Bob enrolls at Benares Hindu University, studying oriental philosophy for 1 1/2 years graduate study, funded by the GI Bill. [Quote] Nothing much happened ... He'd entered India an empirical scientist, and he left India an empirical scientist, not much wiser than he had been when he'd come. However, he'd been exposed to a lot and had acquired a kind of latent image that appeared in conjunction with many other latent images later on..... He became aware that the doctrinal differences among Hinduism and Buddhism and Taoism are not anywhere near as important as doctrinal differences among Christianity and Islam and Judaism. Holy wars are not fought over them .... great value is placed on the Sanskrit doctrine of Tat tvam asi, "Thou art that," which asserts that everything you think you are and everything you think you perceive are undivided.
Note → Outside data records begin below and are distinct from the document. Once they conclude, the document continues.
PR #201, opened 2018-05-23
Making PR CI nightly tests definition editable by FreeIPA contributors

felipevolpone:
Now the .freeipa-pr-ci.yaml it's just a symlink to a file that actually has the definition of the tests. This commit changes the tool that schedules the nightly tests.

The major change is that the "--prci_config" parameter now receives a relative path that will change to where the .freeipa-pr-ci.yaml link points

PR #211, opened 2018-06-22
Update the documentation for PR scheduler tool

flo-renaud:
Add a separate documentation for PR scheduler tool, explaining the python script and the ansible playbook used to deploy the tool.


doc/prscheduler.md
```diff
@@ -0,0 +1,155 @@
...
+containing repo info and credentials
+  * installation of the python script in `/root/openclose_pr/openclose_pr.py`
+  * creation of the test definition file in
+`/root/openclose_pr/.freeipa-pr-ci.yaml`
+  * preparation of ssh configuration in order to access github.com
+  * creation of a clone repo from $repo_owner/freeipa.git to
+`/root/openclose_pr/freeipa/`
+  * configuration of the cron job to run daily at 23:00
+
+#### Current scheduling
```
Rezney: I would again mention here that we are usually opening nightly PRs from "freeipa-pr-ci" GitHub user.

Rezney:
Otherwise looks good...

doc/prscheduler.md
flo-renaud: Good point, updated.

flo-renaud:
@Rezney I updated the PR with your proposal, thanks!

pvoborni:
Nice addition. Looks good to me. But I did not thoroughly check all the args.  As haven't run the scripts myself so far. 

It will need to be updated after #201 or as part of #201 - depends on what is merged first.

flo-renaud:
Doc updated to reflect the changes introduced by #201 .

doc/prscheduler.md
```diff
@@ -0,0 +1,157 @@
...
+`/root/openclose_pr/.freeipa-pr-ci.yaml` to $prci_config
+  * preparation of ssh configuration in order to access github.com
+  * creation of a clone repo from $repo_owner/freeipa.git to
+`/root/openclose_pr/freeipa/`
+  * configuration of the cron job to run daily at 23:00
+
+#### Current scheduling
+
+Currently we are using a machine called prci-automation in our OpenStack lab,
+with cron job starting at 23:45 every monday, wednesday and friday,
```
Rezney: I think we should decide on what to hard-code here. Either everyday or mo, we, fri. 3x per week is probably ok.

flo-renaud: I agree it would be better to align the code in freeipa-pr-ci and the lab config. We should use mon, we, fri in the lab, meaning that I need to remove that comment and modify the crontab in the  task /ansible/roles/automation/openclose_pr/tasks/main.yml to be consistent with this decision.

flo-renaud:
Updated to reflect the change proposed in PR #222 Scheduler for nightly tests: run on Mon, Wed and Fri

Rezney:
Looks good to me now. @pvoborni are the recent changes ok with you?

pvoborni:
Just noticed this is pending on me. If you think it is fine then it is fine and can be pushed. Small issues can be always fixed later.

PR #213, opened 2018-07-04
machine_template: switch to paramiko system package

Rezney:
Due to gssapi issue https://github.com/paramiko/paramiko/issues/1069
in paramiko we were using fixed paramiko==2.2.1 installed by pip. As
the fix for the issue above was backported to Fedora we start using
the recent F28 system package.


flo-renaud:
LGTM.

To realize fully this lack of division is to become enlightened. [Unquote] (Z25 p143)



January 1961 - The psychiatrist assigned to Bob interviews McKeon to try to get Bob reinstated at the University of Chicago, but McKeon refuses. The psychiatrist tells Bob he's not previously met anyone like McKeon and that he will be doing something further about it. He goes to the president of the University of Chicago and McKeon is overruled so that Bob is actually reinstated. When Bob meets with the Professor of Rhetoric he advises Bob to "Just write something."
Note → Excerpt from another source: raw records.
PR #214, opened 2018-07-04
run "vagrant halt" during template create with privilege escalation

Rezney:
At the end of creating new vagrant box template script
"create-template-box" fails with permissison denied as we do
not have privileges to halt vagrant machine. Adding "become" also
to "shutdown template VM" task solves the issue.

### DIFF
--- a/ansible/roles/box/package/tasks/main.yml
+++ b/ansible/roles/box/package/tasks/main.yml
@@ -10,6 +10,7 @@
 # Turn template VM off and on again. Created vagrant box may not boot if 
 # this step is omitted.
 - name: shutdown template VM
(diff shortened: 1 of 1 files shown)


slaykovsky:
I'm **just** wondering why escalation is even needed there. I mean `template_box_dir` is in `/tmp` anyway and Vagrant has no problem with working under the non-privileged user.

So I can purpose to eliminate privilege escalation so in the future, you can use unmodified Fedora image on OpenStack and just add `fedora` user to a `libvirt` and `qemu` groups in Heap.

But anyway, this one fixes the issue and I'm okay with that.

January 1961 - Bob also returns to teaching at the University of Illinois, Navy Pier and is assigned a (relatively undemanding) Freshman course in business letter writing.
February 1961 - It is however, too much. A huge depression sets in so severe that Bob voluntarily commits himself to a mental hospital at Downey, Illinois.
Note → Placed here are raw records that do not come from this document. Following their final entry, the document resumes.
PR #216, opened 2018-07-18
Fix editable PRCI nightly definition change

Rezney:
This patch fixes 8a2a771f4 where we were wrongly changing "world"
and thus second iteration of PR yielded instead of content of
symlink content of the yaml file and thus failing.


Rezney:
@slaykovsky thanks for helping with hunting this one. @tiran could you please take a look?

June 1961 - Unconnected with Bob's psychiatric assessment, he receives the results of series of adult intelligence tests, which reveal (a) that he has been the subject of a "longitudinal" research study on intellectual development by the Minnesota Institute of Child Development and Welfare, (See 1938 and 1949 entries), and (b) that in terms of general intelligence he continues to score in the top 1% of all adults.
13th October 61 - Bob's paper "Quality in Freshman Writing" is delivered to the Rocky Mountain Modern Language Association in Bozeman, by Professor John Parker of the Bozeman faculty while Bob is in Illinois. (GBZ p356)



Early 60 - Phædrus [Bob] is already thinking hard and exhibiting strange behavior. "We used to ride in the car to look for you ..." - Chris - "... you wouldn't even talk to us." (Z25 p175)
Spring 60 - Bob attends a Northern Cheyenne "peyote" session on Busby reservation (Lame Deer, Montana) with Verne Dusenberry, his first pursuit of Indian Anthropology. (Lila p38)(Lila p465) LaVerne Madigan of the Association of American Indians also visits with them. (She dies in a plane crash, some months after this, before the separate 1962 plane crash first mentioned above, and some years before Dusenberry dies in 1966.) (Lila p465). (Peyote or Mescal Buttons are the fresh or dried flowering tuberlces of the spineless dome shaped Peyote Cactus or Mescal (Lophophora genus, typically Williamsii species, related to Agave but quite different in appearance). This is a natural source of several alkaloids including Mescaline, which is itself named after Mescalero Apaches, just one among many Mexican and American Indian tribes that made use of it. Timothy Leary is in Mexico at exactly this time, being introduced to Psilocybin (Magic) Mushrooms (Psilocybe Mexicana, one of several Psilocybe species of the Agaric genus of fungus), and he first experiences LSD later in 1962. Mescaline and Psilocybin are distinct natural alkaloids that share similar "indole-amine" structures, as does the synthetic drug LSD, common to neurotransmitters like Serotonin and Norepinephrine, active in normal brain functioning. Strangely, whilst Mescaline and Psilocybin are distinct, they are so similar in physical form and effect, that both Mescal Buttons and Magic Mushrooms are often synonymous with Sacred Mushrooms. Detailed refs to be added.)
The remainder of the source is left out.